━━━━━ Dataset excerpts ━━━━━

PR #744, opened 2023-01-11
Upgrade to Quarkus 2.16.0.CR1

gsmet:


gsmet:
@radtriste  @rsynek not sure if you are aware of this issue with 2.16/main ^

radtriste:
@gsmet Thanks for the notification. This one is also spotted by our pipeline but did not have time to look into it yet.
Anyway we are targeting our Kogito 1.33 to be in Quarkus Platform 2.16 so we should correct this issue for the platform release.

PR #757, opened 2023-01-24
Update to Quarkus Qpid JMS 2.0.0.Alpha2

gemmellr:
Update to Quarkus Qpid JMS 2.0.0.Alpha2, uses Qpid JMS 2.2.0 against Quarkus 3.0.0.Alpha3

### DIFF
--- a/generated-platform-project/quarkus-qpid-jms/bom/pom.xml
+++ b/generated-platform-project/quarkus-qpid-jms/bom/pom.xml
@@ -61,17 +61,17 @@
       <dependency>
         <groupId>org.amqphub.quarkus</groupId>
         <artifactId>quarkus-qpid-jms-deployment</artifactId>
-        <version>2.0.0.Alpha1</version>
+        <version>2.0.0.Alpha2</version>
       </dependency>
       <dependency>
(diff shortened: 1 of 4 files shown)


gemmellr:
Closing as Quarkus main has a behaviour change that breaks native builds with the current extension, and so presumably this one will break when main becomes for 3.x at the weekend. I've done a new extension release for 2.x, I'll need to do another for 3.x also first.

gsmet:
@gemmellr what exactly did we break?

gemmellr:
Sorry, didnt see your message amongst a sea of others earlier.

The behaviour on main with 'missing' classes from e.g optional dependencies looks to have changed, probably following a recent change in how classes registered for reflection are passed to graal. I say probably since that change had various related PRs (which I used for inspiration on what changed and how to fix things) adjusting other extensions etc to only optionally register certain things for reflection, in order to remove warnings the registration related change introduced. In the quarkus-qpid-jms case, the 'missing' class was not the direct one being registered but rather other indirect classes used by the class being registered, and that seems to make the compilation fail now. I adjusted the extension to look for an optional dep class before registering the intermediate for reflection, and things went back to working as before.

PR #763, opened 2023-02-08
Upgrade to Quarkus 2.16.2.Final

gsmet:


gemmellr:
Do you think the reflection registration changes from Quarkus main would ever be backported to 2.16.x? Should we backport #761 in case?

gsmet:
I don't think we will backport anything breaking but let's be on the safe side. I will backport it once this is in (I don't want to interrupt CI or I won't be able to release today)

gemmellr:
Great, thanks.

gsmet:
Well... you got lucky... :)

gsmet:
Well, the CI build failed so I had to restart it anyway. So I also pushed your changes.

━━━━━
━━━━━ Dataset excerpts ━━━━━

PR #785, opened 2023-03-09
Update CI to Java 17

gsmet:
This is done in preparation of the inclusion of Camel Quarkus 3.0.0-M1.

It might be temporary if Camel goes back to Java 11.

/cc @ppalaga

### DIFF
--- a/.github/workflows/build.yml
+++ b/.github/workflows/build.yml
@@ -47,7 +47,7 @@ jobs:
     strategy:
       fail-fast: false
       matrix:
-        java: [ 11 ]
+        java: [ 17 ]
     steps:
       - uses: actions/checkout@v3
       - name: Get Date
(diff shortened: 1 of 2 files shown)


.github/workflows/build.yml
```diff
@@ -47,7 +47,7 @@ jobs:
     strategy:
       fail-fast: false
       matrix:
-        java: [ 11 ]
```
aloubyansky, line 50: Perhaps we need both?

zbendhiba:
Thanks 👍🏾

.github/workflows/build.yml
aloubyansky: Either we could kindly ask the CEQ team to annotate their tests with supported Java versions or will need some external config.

━━━━━

What the task requires = When you reach the line with "- name: Get Date" in the records above, start writing out lines exactly, and stop once the line with "aloubyansky: Either we" has been written; include nothing else.

Answer to this exercise =
       - name: Get Date
(diff shortened: 1 of 2 files shown)


.github/workflows/build.yml
```diff
@@ -47,7 +47,7 @@ jobs:
     strategy:
       fail-fast: false
       matrix:
-        java: [ 11 ]
```
aloubyansky, line 50: Perhaps we need both?

zbendhiba:
Thanks 👍🏾

.github/workflows/build.yml
aloubyansky: Either we could kindly ask the CEQ team to annotate their tests with supported Java versions or will need some external config.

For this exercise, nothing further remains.